WORK REQUEST –
Could you write out the lines below exactly, beginning with the first and finishing with the one that contains "(diff shortened: 1 of 3 files shown)"?

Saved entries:

▼▼▼

PR #131, opened 2022-02-17
Pass in row index corresponding to input rows in response

sfc-gh-japatel:
- Useful to map Kafka offsets with insertErrors so as to send specific records to DLQ. 
- It is possible that rows 1, 5, 9 are bad in on error = continue given 10 rows. 
- We will respond with 0 based indices in insertError.
Included a test.

### DIFF
--- a/src/main/java/net/snowflake/ingest/streaming/InsertValidationResponse.java
+++ b/src/main/java/net/snowflake/ingest/streaming/InsertValidationResponse.java
@@ -49,9 +49,15 @@ public class InsertValidationResponse {
     private final Object rowContent;
     private final SFException exception;
 
-    public InsertError(Object row, SFException exception) {
+    // Used to map this error row with original row in the insertRows Iterable.
+    // i.e the rowIndex can be index 9 in the list of 10 rows.
+    // index is 0 based so as to match with incoming Iterable
+    private final long rowIndex;
+
+    public InsertError(Object row, SFException exception, long rowIndex) {
       this.rowContent = row;
       this.exception = exception;
+      this.rowIndex = rowIndex;
     }
 
     /** Get the row content */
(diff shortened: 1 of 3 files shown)


src/test/java/net/snowflake/ingest/streaming/internal/RowBufferTest.java
```diff
@@ -602,6 +604,31 @@ public void testStringLength() {
     testStringLengthHelper(this.rowBufferOnErrorAbort);
   }
 
+  @Test
+  public void testRowIndexWithMultipleRowsWithErrorr() {
```
sfc-gh-tzhang, line 608: Could you just update existing tests to verify the rowIndex? We have a few, search for `.getInsertErrors()`

sfc-gh-tzhang (approved):
LGTM, one comment about testing to update existing tests

src/main/java/net/snowflake/ingest/streaming/InsertValidationResponse.java
```diff
@@ -68,5 +74,13 @@ public String getMessage() {
     public SFException getException() {
       return this.exception;
     }
+
+    /**
+     * Get the rowIndex. Please note, this index is 0 based so it can be used in fetching nth row
+     * from list.
```
sfc-gh-tzhang, line 80: nit
```suggestion
     * from the input.
```

src/test/java/net/snowflake/ingest/streaming/internal/RowBufferTest.java
sfc-gh-japatel: The existing tests verify other behaviors, I prefer having each test does its own thing. 

Also, we needed a good row and a bad row for that, hence I kept it in a different test.

src/main/java/net/snowflake/ingest/streaming/InsertValidationResponse.java
sfc-gh-japatel: Will do!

▲▲▲

RESULT OF THIS TASK –
PR #131, opened 2022-02-17
Pass in row index corresponding to input rows in response

sfc-gh-japatel:
- Useful to map Kafka offsets with insertErrors so as to send specific records to DLQ. 
- It is possible that rows 1, 5, 9 are bad in on error = continue given 10 rows. 
- We will respond with 0 based indices in insertError.
Included a test.

### DIFF
--- a/src/main/java/net/snowflake/ingest/streaming/InsertValidationResponse.java
+++ b/src/main/java/net/snowflake/ingest/streaming/InsertValidationResponse.java
@@ -49,9 +49,15 @@ public class InsertValidationResponse {
     private final Object rowContent;
     private final SFException exception;
 
-    public InsertError(Object row, SFException exception) {
+    // Used to map this error row with original row in the insertRows Iterable.
+    // i.e the rowIndex can be index 9 in the list of 10 rows.
+    // index is 0 based so as to match with incoming Iterable
+    private final long rowIndex;
+
+    public InsertError(Object row, SFException exception, long rowIndex) {
       this.rowContent = row;
       this.exception = exception;
+      this.rowIndex = rowIndex;
     }
 
     /** Get the row content */
(diff shortened: 1 of 3 files shown)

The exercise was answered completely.